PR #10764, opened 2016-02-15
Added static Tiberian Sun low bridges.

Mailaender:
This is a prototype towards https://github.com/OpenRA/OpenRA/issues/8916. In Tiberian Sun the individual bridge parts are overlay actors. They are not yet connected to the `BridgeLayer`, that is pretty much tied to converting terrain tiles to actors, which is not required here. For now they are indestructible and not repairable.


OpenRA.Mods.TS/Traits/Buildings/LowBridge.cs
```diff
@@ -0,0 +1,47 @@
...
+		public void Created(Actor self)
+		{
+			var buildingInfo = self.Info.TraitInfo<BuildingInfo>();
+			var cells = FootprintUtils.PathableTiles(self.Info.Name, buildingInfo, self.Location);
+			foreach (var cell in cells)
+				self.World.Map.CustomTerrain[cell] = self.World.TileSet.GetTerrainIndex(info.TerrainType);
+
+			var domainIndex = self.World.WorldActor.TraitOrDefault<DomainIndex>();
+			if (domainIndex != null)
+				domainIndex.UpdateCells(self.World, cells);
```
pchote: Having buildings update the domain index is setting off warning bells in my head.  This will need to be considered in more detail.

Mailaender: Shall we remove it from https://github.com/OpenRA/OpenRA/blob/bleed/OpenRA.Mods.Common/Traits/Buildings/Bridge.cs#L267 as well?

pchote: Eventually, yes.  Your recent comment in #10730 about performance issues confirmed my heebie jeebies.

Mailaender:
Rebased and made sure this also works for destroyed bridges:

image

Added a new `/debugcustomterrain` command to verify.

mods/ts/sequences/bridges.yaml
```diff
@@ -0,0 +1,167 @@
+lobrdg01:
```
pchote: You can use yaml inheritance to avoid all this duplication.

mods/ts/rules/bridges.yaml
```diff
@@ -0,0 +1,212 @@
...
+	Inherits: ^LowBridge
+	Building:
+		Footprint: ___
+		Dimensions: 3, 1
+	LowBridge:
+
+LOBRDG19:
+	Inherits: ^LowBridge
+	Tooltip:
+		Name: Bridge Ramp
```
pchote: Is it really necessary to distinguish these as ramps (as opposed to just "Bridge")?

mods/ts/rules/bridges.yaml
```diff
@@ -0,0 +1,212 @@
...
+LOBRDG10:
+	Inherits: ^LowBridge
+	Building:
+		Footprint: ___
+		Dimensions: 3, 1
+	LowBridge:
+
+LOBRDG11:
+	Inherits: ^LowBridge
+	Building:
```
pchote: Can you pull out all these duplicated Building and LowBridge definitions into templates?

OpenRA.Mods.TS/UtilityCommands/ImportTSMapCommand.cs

» **Try it**: Which lines of the records hold the string "Name"? Copy each one.

» **Finished task**:
+			var cells = FootprintUtils.PathableTiles(self.Info.Name, buildingInfo, self.Location);
+		Name: Bridge Ramp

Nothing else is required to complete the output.